Simultaneous Determination of Protein-Unbound Cyclosporine A and Mycophenolic Acid in Kidney Transplant Patients Using Liquid Chromatography-Tandem Mass Spectrometry.

作者信息

Bittersohl Heike, Herbinger Juliane, Wen Ming, Renders Lutz, Steimer Werner, Luppa Peter B

机构信息

*Institute for Clinical Chemistry and Pathobiochemistry, Klinikum rechts der Isar, Technische Universität München, Munich, Germany; and †Department of Nephrology, Klinikum rechts der Isar, Technische Universität München, Munich, Germany.

出版信息

Ther Drug Monit. 2017 Jun;39(3):211-219. doi: 10.1097/FTD.0000000000000392.

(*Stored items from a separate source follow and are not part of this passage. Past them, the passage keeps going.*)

PR #122, opened 2020-07-15
Restrict backporting just to v4.5

lcarva:
* CLOUDBLD-1880

### DIFF
--- a/iib/workers/tasks/build.py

DOI:10.1097/FTD.0000000000000392
PMID:28328764
Abstract

BACKGROUND

Therapeutic drug monitoring (TDM) of immunosuppressants is essential to optimize patient care after organ transplantation. In blood, most immunosuppressive drugs are bound to plasma proteins or located inside blood cells. However, it is generally assumed that only protein-unbound (free) drug concentrations are pharmacologically active and could therefore better reflect the clinical outcome. Study data are still limited due to lacking rapid analytical methods. Therefore, a simple multiplex method for direct measurement of free cyclosporine A (CsA) and mycophenolic acid (MPA) has been developed.

METHODS

The sample preparation included ultracentrifugation, followed by liquid-liquid extraction. Stable isotope labeled analogues of CsA and MPA were used as internal standards. The LC-MS/MS analysis was performed on a triple quadrupole mass spectrometer in the multiple reaction monitoring mode. The validated assay was used in a study of 40 blood samples from kidney transplant patients.

RESULTS

The lower limits of quantification were 0.1 (CsA) and 0.5 ng/mL (MPA). Assay linearity was confirmed in the concentration ranges of 0.1-10.0 ng/mL (CsA) and 0.5-100 ng/mL (MPA). For both analytes, inaccuracy was ≤9.8% and imprecision was ≤7.8%. The extraction efficiency ranged between 91% and 96%. In the patient samples the average free CsA and MPA fractions were 5.8% (2.1%-16.8%) and 1.2% (0.5%-2.4%) respectively.

CONCLUSIONS

A reliable and highly sensitive LC-MS/MS method as a new suitable tool for measuring protein-unbound CsA and MPA has been developed, validated and applied in kidney transplant patient samples. Now, larger studies can be conducted to investigate the benefit of free drug monitoring in transplant recipients.

摘要

背景

免疫抑制剂的治疗药物监测(TDM)对于优化器官移植后的患者护理至关重要。在血液中,大多数免疫抑制药物与血浆蛋白结合或存在于血细胞内。然而,一般认为只有未与蛋白结合的(游离)药物浓度具有药理活性,因此能更好地反映临床结果。由于缺乏快速分析方法,研究数据仍然有限。因此,已开发出一种直接测量游离环孢素A(CsA)和霉酚酸(MPA)的简单多重方法。

方法

样品制备包括超速离心,然后进行液液萃取。CsA和MPA的稳定同位素标记类似物用作内标。液相色谱-串联质谱(LC-MS/MS)分析在三重四极杆质谱仪上以多反应监测模式进行。经过验证的检测方法用于对40例肾移植患者的血样进行研究。

结果

定量下限分别为0.1(CsA)和0.5 ng/mL(MPA)。在0.1 - 10.0 ng/mL(CsA)和0.5 - 100 ng/mL(MPA)的浓度范围内确认了检测线性。对于两种分析物,误差≤9.8%,精密度≤7.8%。萃取效率在91%至96%之间。在患者样本中,游离CsA和MPA的平均比例分别为5.8%(2.1% - 16.8%)和1.2%(0.5% - 2.4%)。

结论

已开发、验证并将一种可靠且高度灵敏的LC-MS/MS方法作为测量未与蛋白结合的CsA和MPA的新适用工具应用于肾移植患者样本。现在,可以开展更大规模的研究来探讨游离药物监测对移植受者的益处。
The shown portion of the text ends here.